Grabbing from the first epub i had on hand, this cover image is told the area of the image is suppose to be 892x1262. But if it were say 300x700, and then i replaced the image, then only the (upperleft?) 300x700 would be shown. Manually editing these pages after you get better ones is usually an afterthought.



but the 2nd time its offset to the right

Hmmm coming back to this, i'd need to see an example. I know setting the width option to be 100% fixes some of that as it forcibly scales the image. Before doing OCR work the Brandi Black books my GF was reading were impossible to read since the text was microscopic by default. And browsers will happily make the image go off the screen making you have to scroll it.
 
Last edited:
Here's one that was posted recently that has a very similar problem in okular: The first page has the title image offset -- the image starts halfway across the page and is cut off at the right border. The 2nd page shows the full title image.

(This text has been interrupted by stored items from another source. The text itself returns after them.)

PR #26759, opened 2024-02-26
splitter: multiple panes resize support

AlexanderMoiseev:


packages/devextreme/js/__internal/ui/splitter/utils/layout.ts
```diff
@@ -53,12 +68,27 @@ export function getNewLayoutState(delta, handle, currentLayout, items): number[]
   const firstItemIndex: number = $(handle).prev().data().dxItemIndex;
```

Oohhh a book i was reading, though i combined them and rebuild from the text files...
During Extraction: Data error on style.css, not a good start...

Align center, height 100% instead of width 100%.... i don't see the usual view window coordinances...

I would harbor a bug in the display ereader where the centering has wrong offsetting, combined with height max. Not sure, only by doing several tests could we determine the exact cause. Though doing width 100% and dropping center would probably fix it.

I'd suggest getting my merging job where i put a bit more love into it already. Download A Neighbor's Delight

Regardless, i basically re-generated the coverpage using calibre.
 

Attachments

yano2mh,
WRT Katt Ford's 'Teaching Him A Lesson' project. (as you pointed out this is probably a better discussion area)
Anyone interested in following the discussion with find the start of it and the associated files in the Katt Ford thread.
I notice on more than one occasion you've removed:
'<meta http-equiv="Content-Type" content="text/html; charset=UTF-8"/>'
from the head section of the sub-files.
While it appears to have no effect on the file what was it supposed to do?

Also while I'm asking questions, why do you suppose I had to change
'<p class="calibre10">' to '<p class="calibre11">' to reduce the font size from some of the original files (I would have expected the opposite to be true)?
More later...
 
yano2mh,
I notice on more than one occasion you've removed:
'<meta http-equiv="Content-Type" content="text/html; charset=UTF-8"/>'
from the head section of the sub-files.
While it appears to have no effect on the file what was it supposed to do?

Actually i didn't remove those meta entries; Calibre did.

Though if you look at the first line of most of the files, the following line is present, which does the same thing.
<?xml version='1.0' encoding='utf-8'?>

As for what the data means, it is just an encoding of how to decode on a byte-level for characters.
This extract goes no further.